Rural students may have extra time only in the evening to do home works, assignments and to study for exam preparation. Those students who passed the night outside home (open place) keeping cattle in a shed, burn maize stalk and fuelwood as source of light for reading and doing assignments (unthinkable! in the 21st century). On the other hand, students who pass the night inside home primarily use wick based kerosene (blended with used vehicle oil) as source of light. Kerosene, characterized by high running cost is expensive and poor rural parents are unable to purchase for daily consumption. Oil blended kerosene also causes health risks. A student reading using blended kerosene in the night discharges soot/black carbon/ in the morning when sneezing and long time exposure to emission causes eye strain and respiratory infections. Lighting Kuraz also causes kids and house burning when left lit due to sudden sleep of students after tiresome study.

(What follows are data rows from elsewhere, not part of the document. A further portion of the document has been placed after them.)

PR #2298, opened 2026-09-01
Fill in constant property values from the generated args type

iwahbe:
## Summary

Split out of #2267, which needs this to set discriminator tags automatically.

This PR makes 3 changes:

1. Literal properties have that property correctly set.
2. Literal builder args are now deprecated, since they were previously not consistently applied. 
3. Programgen now omits generating literal properties, since that isn't necessary (1) and would warn (2).

### DIFF
--- a/pkg/codegen/java/gen.go
+++ b/pkg/codegen/java/gen.go
@@ -411,7 +411,13 @@ type propJavadocOptions struct {
 func genPropJavadoc(ctx *classFileContext, prop *schema.Property, options propJavadocOptions) {
 	w := ctx.writer
 
-	if prop.Comment == "" && prop.DeprecationMessage == "" {
+	deprecationMessage := prop.DeprecationMessage
+	if options.isBuilder && prop.ConstValue != nil && deprecationMessage == "" {
+		// The generated type supplies the constant itself, so the setter is redundant.
+		deprecationMessage = "This property has a constant value, which is set automatically."
+	}
+
+	if prop.Comment == "" && deprecationMessage == "" {
 		return
 	}
 	fprintf(w, "%s/**\n", options.indent)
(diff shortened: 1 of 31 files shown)


pkg/codegen/java/gen.go
```diff
@@ -411,7 +411,13 @@ type propJavadocOptions struct {
 func genPropJavadoc(ctx *classFileContext, prop *schema.Property, options propJavadocOptions) {
 	w := ctx.writer
 
-	if prop.Comment == "" && prop.DeprecationMessage == "" {
+	deprecationMessage := prop.DeprecationMessage
+	if options.isBuilder && prop.ConstValue != nil && deprecationMessage == "" {
+		// The generated type supplies the constant itself, so the setter is redundant.
+		deprecationMessage = "This property has a constant value, which is set automatically."
+	}
```
Frassle: Should we not add this to the existing deprecation message if there is one?

pkg/codegen/testing/test/testdata/kubernetes20/java/src/main/java/com/pulumi/kubernetes/core/v1/ConfigMapList.java
Frassle: So now makeArgs sets these but when we call build we also set them? Can't we clean up makeArgs to not bother setting the constants?

pkg/codegen/java/gen.go
iwahbe: Yes we should.

pkg/codegen/testing/test/testdata/kubernetes20/java/src/main/java/com/pulumi/kubernetes/core/v1/ConfigMapList.java
iwahbe: We can. It changes behavior slightly, in that it lets users override const values universally, instead of only in nested objects.

I've made the change, since the resulting SDK is more consistent & understandable. It would be better if we just didn't let users set constant values at all, but c'est la vie.

iwahbe:

- #2298 ◀
    - #2302
        - #2303

Frassle (approved):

Quality and cost effective Pico PV systems, are ideal solar powered systems for rural students as they are portable to use both in and outside home in the evening. And by which the following targets achieved.
- It contributes to achieve one of the Millennium Development Goals: Education for all
- Rural parents will be encouraged to send their children to school
- Number of detainees and dropout students will be reduced
- Gender equity and women empowerment will be exercised
- Ethiopia, as a developing nation, will have healthy and problem solver intellectuals to actively involve in the green growth economy
Therefore Energy Development Actors (GOs, NGOs), Policy Makers, Clubs, and Charity Organizations: it is time to feel the pain of rural students (young nation serving the next generation), and design viable strategy to access clean off-grid lighting systems.